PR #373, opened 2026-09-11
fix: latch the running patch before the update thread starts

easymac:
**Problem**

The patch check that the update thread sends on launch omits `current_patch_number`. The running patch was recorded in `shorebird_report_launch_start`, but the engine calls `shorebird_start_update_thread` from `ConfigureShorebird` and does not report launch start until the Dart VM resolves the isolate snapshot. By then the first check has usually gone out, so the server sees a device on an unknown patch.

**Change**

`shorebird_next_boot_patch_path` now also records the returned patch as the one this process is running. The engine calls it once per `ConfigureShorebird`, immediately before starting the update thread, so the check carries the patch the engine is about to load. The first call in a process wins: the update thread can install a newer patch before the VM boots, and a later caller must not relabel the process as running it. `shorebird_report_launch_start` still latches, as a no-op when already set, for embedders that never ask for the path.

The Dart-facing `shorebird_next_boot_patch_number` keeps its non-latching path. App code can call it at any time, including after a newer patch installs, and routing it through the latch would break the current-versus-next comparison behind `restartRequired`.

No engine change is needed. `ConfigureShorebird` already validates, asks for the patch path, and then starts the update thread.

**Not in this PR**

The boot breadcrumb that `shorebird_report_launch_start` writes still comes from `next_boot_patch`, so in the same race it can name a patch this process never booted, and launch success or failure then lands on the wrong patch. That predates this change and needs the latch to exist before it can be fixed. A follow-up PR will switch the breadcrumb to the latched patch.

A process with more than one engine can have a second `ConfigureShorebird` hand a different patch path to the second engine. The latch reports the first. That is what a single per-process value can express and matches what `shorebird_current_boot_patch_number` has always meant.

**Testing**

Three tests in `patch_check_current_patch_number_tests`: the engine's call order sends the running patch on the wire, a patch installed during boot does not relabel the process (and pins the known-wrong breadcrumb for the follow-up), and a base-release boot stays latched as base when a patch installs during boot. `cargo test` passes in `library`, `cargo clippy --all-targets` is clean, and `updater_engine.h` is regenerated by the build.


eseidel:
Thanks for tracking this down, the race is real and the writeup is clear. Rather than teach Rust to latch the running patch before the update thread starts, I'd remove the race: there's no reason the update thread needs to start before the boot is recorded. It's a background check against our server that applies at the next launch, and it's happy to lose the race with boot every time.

* * *

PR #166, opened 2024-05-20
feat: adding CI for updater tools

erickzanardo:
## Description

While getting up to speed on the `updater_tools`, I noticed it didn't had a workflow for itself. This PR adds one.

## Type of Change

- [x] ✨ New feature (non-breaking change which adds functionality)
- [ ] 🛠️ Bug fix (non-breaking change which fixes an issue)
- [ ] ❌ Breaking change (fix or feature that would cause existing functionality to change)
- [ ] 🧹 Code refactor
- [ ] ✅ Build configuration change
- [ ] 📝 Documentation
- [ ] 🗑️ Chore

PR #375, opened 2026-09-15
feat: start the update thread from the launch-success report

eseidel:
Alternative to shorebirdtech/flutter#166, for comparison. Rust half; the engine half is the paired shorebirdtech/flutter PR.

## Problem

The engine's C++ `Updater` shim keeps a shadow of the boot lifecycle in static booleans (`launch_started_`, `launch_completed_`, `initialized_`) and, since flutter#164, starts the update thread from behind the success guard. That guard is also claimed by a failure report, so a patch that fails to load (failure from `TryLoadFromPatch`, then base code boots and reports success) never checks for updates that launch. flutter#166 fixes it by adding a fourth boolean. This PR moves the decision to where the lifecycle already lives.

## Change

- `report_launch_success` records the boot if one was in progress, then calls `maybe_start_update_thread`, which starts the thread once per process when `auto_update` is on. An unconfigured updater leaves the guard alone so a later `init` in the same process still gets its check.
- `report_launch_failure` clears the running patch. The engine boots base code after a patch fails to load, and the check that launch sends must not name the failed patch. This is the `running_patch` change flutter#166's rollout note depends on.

* * *

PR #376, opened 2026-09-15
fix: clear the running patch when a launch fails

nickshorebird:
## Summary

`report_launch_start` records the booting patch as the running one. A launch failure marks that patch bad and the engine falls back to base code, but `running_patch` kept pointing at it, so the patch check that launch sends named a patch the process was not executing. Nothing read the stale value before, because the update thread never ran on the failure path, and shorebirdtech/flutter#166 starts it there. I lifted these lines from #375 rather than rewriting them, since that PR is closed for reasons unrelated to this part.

◆ Action item ◆
Where a line above contains the word "Rust", copy that line.

◆ Your solution ◆
Thanks for tracking this down, the race is real and the writeup is clear. Rather than teach Rust to latch the running patch before the update thread starts, I'd remove the race: there's no reason the update thread needs to start before the boot is recorded. It's a background check against our server that applies at the next launch, and it's happy to lose the race with boot every time.
Alternative to shorebirdtech/flutter#166, for comparison. Rust half; the engine half is the paired shorebirdtech/flutter PR.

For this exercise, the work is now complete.